I understand why A* algorithm always gives the most optimal path to a goal state when the heuristic always underestimates, but I can't create a formal proof for it.
As far as I understand, for each path considered as it goes deeper and deeper the accuracy of f(n)
increases until the goal state, where it is 100% accurate. Also, no incorrect paths are ignored, as estimation is less than the actual cost; thus leading to the optimal path. But how should I create a proof for it?
The main idea of the proof is that when A* finds a path, it has a found a path that has an estimate lower than the estimate of any other possible paths. Since the estimates are optimistic, the other paths can be safely ignored.

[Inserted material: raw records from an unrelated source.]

PR #99, opened 2026-04-07
add _get_mma_inst_tile_k() virtual method to GemmSm100

santoshmo:
Problem: Subclassing GemmSm100 for specialized GEMM variants (e.g., MoE grouped GEMM) requires overriding the MMA K-tile depth. Currently mma_inst_tile_k = 4 is hardcoded inside _setup_attributes, which feeds into downstream SMEM layout, pipeline stage, and cluster shape calculations. 

In the MoE kernel, each mainloop iteration has additional overhead that doesn't exist in the standard GEMM.

There's no way to change it without either:
- Copying the entire _setup_attributes (~150 lines) into the subclass
- Monkey-patching after _setup_attributes, which breaks because downstream calculations already used the old value

Solution: Extract the hardcoded 4 into a one-line virtual method _get_mma_inst_tile_k() that subclasses can override.

Use case: Our MoE GEMM kernel (MoeGemmSm100(GemmSm100)) overrides this to return 8 for BF16 (128-element K-tile to amortize per-expert prefix-sum overhead) and 4 for blockscaled MXFP8.

Impact: +8 lines, zero behavioral change, purely additive extensibility point. All existing tests pass unmodified.

### DIFF
--- a/quack/gemm_sm100.py
+++ b/quack/gemm_sm100.py
@@ -302,7 +302,7 @@ class GemmSm100(GemmSm90):
             )
 
         # Compute mma/cluster/tile shapes
-        mma_inst_tile_k = self.mma_tiler[2] // self.mma_inst_shape_mnk[2] if self.mma_tiler[2] > 1 else 4
+        mma_inst_tile_k = cute.size(cute.shape_div(self.mma_tiler[2], self.mma_inst_shape_mnk[2]))
         self.mma_tiler = (
             self.mma_tiler[0],
             self.mma_tiler[1],
--- a/quack/gemm_sm100.py
+++ b/quack/gemm_sm100.py
@@ -240,7 +240,6 @@ class GemmSm100(GemmSm90):
         # Multiple of 4 warps to increase/decrease number of registers
         assert self.threads_per_cta % 128 == 0
 
-
     def _setup_attributes(self, epilogue_args: EpilogueArguments, varlen_args: VarlenArguments):
         """Set up configurations that are dependent on GEMM inputs
 
--- a/quack/gemm_sm100.py
+++ b/quack/gemm_sm100.py
@@ -240,6 +240,7 @@ class GemmSm100(GemmSm90):
         # Multiple of 4 warps to increase/decrease number of registers
         assert self.threads_per_cta % 128 == 0
 
+
     def _setup_attributes(self, epilogue_args: EpilogueArguments, varlen_args: VarlenArguments):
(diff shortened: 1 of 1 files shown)


quack/gemm_sm100.py
```diff
@@ -240,6 +240,14 @@ def __init__(
         # Multiple of 4 warps to increase/decrease number of registers
         assert self.threads_per_cta % 128 == 0
 
+    def _get_mma_inst_tile_k(self):
+        """Number of MMA instruction K-tiles per mainloop iteration.
+
+        Override in subclasses to change the K-tile depth (e.g. MoE uses 8
+        for BF16 to reach a 128-element K-tile).
+        """
+        return 4
```
thakkarV: why is this hard coded to 4? this should be inferred by applying the tiled MMA to the tile shape mnk and then taking the size of the restK instead.

thakkarV:
@tridao have you considered exposing tile shape K as a parameter as well rather than just tile shape mn? that would avoid having to do this.

quack/gemm_sm100.py
santoshmo: changed the hardcoded `4` to `mma_inst_tile_k: Literal[4] | Unknown = self.mma_tiler[2] // self.mma_inst_shape_mnk[2] if self.mma_tiler[2] > 1 else 4`

quack/gemm_sm100.py
```diff
@@ -302,7 +302,7 @@ def _setup_attributes(self, epilogue_args: EpilogueArguments, varlen_args: Varle
             )
 
         # Compute mma/cluster/tile shapes
-        mma_inst_tile_k = 4
+        mma_inst_tile_k = self.mma_tiler[2] // self.mma_inst_shape_mnk[2] if self.mma_tiler[2] > 1 else 4
```
thakkarV: this assumes MMA tiler and instruction shape are flat, which is not always a sound assumption:


```suggestion
        mma_inst_tile_k = cute.size(cute.shape_div(self.mma_tiler[2], self.mma_inst_shape_mnk[2]))
```

also why do you have a conditional path with default of 4 here still?

tridao:
Yeah i think exposing tile_shape_mnk would be the cleanest API. If only 2 values are passed, then we set K = 4 * instruction K shape.

santoshmo:
> Yeah i think exposing tile_shape_mnk would be the cleanest API. If only 2 values are passed, then we set K = 4 * instruction K shape.

@tridao, please take a look

tridao (approved):

PR #104, opened 2026-04-10
Fix autotuner worker device affinity

NoahAmsel:
I observed the following issue when using quack in combination with fsdp on 8 B200s. All 8 GPUs run quack autotuning simultaneously, in a subprocesses. It seems that all these subprocesses run on cuda:0, the first GPU. They also all take up memory. Unfortunately, this causes an OOM. The other GPUs wait around for their subprocesses to finish, but they never do.

The stack trace showing the OOM error is attached.
[stderr.log.20260410T015022.txt](https://github.com/user-attachments/files/26618493/stderr.log.20260410T015022.txt)

The simplest fix is for each GPU to run its own subprocesses, rather than sending it to cuda:0. This reduces the memory pressure on the first GPU, preventing the OOM. In production, this can make a big difference. I'm using configs that have been designed so that training takes up as much of the GPUs memory as possible without OOMing, so there is not much extra room. The memory overhead of 7 extra processes pushes me over.

This PR simply sets the environment variable CUDA_VISIBLE_DEVICES of the subprocess so that it runs on the current device.

### DIFF
--- a/quack/autotuner.py
+++ b/quack/autotuner.py
@@ -25,6 +25,29 @@ PACKAGE_NAME = "quack"
 VERSION = __version__
 
 
+def _get_current_cuda_device() -> str | None:
+    """Return the physical CUDA device identifier for the current process.
+
+    Maps the logical ``torch.cuda.current_device()`` index through
+    ``CUDA_VISIBLE_DEVICES`` (if set) so the result is valid as a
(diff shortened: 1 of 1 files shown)


tridao:
If CUDA_VISIBLE_DEVICES isn't set, does this assign different GPUs to each subprocess?

tridao (approved):

PR #112, opened 2026-04-19
Fix bias with concat layout

GarlGuo:
We will interleave the bias if the bias has a concat layout. The time regression is minor as bias is small and can fit seamlessly with the current epi tiling strategy.


tridao:
why don't we just change the layout of bias in the __call__ of the kernel?

tridao:
we're using cp.async to load bias, each with 32 bits, so changing the layout should just work

tridao (approved):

Also, A* is only optimal if two conditions are met:
The heuristic is admissible, as it will never overestimate the cost.
The heuristic is monotonic, that is, if h(ni) < h(ni + 1), then real-cost(ni) < real-cost(ni + 1).
You can prove the optimality to be correct by assuming the opposite, and expanding the implications.
Assume that the path give by A* is not optimal with an admissible and monotonic heuristic, and think about what that means in terms of implications (you'll soon find yourself reaching a contradiction), and thus, your original assumption is reduced to absurd.
From that you can conclude that your original assumption was false, that is, A* is optimal with the above conditions. Q.E.D.